Despite all logic suggesting otherwise, Enzo continues to fly skywards. He doesn’t care what you think is impossible.

Chelsea’s ‘credit card’ spending explained

By Sam Cunningham, i‘s chief football correspondent – you can read his full analysis here

Purists would like to think of Financial Fair Play as a set of rigid rules creating a system that is unbreakable. In reality, it is more akin to a Swiss cheese, where smart accounts are able to flex their creative muscles to find clever loopholes to keep spending. The bigger the hole, the better.

“When the original FFP rules came out I came up with 10 schemes to get around it easily,” Maguire, a senior teacher in accountancy at the University of Liverpool, adds. “If I can do it and I’m just a teacher, imagine what the guys at Deloitte and PwC can do.”

Todd Boehly has steamed into Chelsea and pushed FFP spending to such limits that Uefa has been forced to close a loophole the American billionaire and his team of calculator warriors have seized upon.

“Amortisation” is a term football fans, particularly in west London, have had to familiarise themselves with in recent months.
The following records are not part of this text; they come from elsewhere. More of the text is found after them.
PR #465, opened 2023-12-07
fix add README-CN.md

shepf:
fix add README-CN.md

### DIFF
--- a/README-CN.md
+++ b/README-CN.md
@@ -1,4 +1,4 @@
-English | [简体中文](README-CN.md)
+[English](README.md) | 简体中文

It essentially means they sign Mykhaylo Mudryk for £88m, but securing him to an eight-and-a-half-year contract means only £10.35m shows up on their books each year when it is checked by FFP inspectors.
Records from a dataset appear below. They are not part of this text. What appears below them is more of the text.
PR #468, opened 2023-12-07
Update ch01-02-hello-world.md

thejdavid:
fix old version resulting in error 

error: Identifier not found.
error: Method `print` not found on type "?0". Did you import the correct trait and impl?

- - -
This change is [Reviewable](https://reviewable.io/reviews/cairo-book/cairo-book/468)

### DIFF
--- a/src/ch01-02-hello-world.md
+++ b/src/ch01-02-hello-world.md
@@ -65,7 +65,7 @@ Open _Scarb.toml_ in your text editor of choice. It should look similar to the c
 ```toml
 [package]
 name = "hello_world"
-version = "0.1.0"
+version = "2.4.0"
 
 # See more keys and their definitions at https://docs.swmansion.com/scarb/docs/reference/manifest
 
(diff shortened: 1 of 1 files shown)


src/ch01-02-hello-world.md
```diff
@@ -65,7 +65,7 @@ Open _Scarb.toml_ in your text editor of choice. It should look similar to the c
 ```toml
 [package]
 name = "hello_world"
-version = "0.1.0"
+version = "2.4.0"
```
enitrat, line 68: this field indicates the version of the package, not the version of Cairo to use

enitrat (commented):
I don't understand. What was your issue? The book is meant to be used with the version specified in the introduction and I don't see what the problem could have been here.

enitrat:
> got it fixed by aligning my versions with the ones installed locally so i was assuming the issue was the difference between the latest scarb / cairo version installed and the ones from the package since that got the issue fixed.

Hmm, unless you were running a super old version of Cairo, this shouldn't have happened 🤔 It's weird 🤔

“Chelsea’s strategy is intriguing,” Maguire says. “It’s high risk, but potentially high reward, especially if Mudryk turns out to be fantastic. In normal circumstance, a player would sign a contract for two to three years. If they do well, Real Madrid might come in to buy them towards the end, or Chelsea give them another contract on far more generous terms.

“The downside is, if he’s another [Romelu] Lukaku, or Winston Bogarde, they’re stuck with him. It’s an interesting strategy. You’ve got to have the money to do it in the first place.”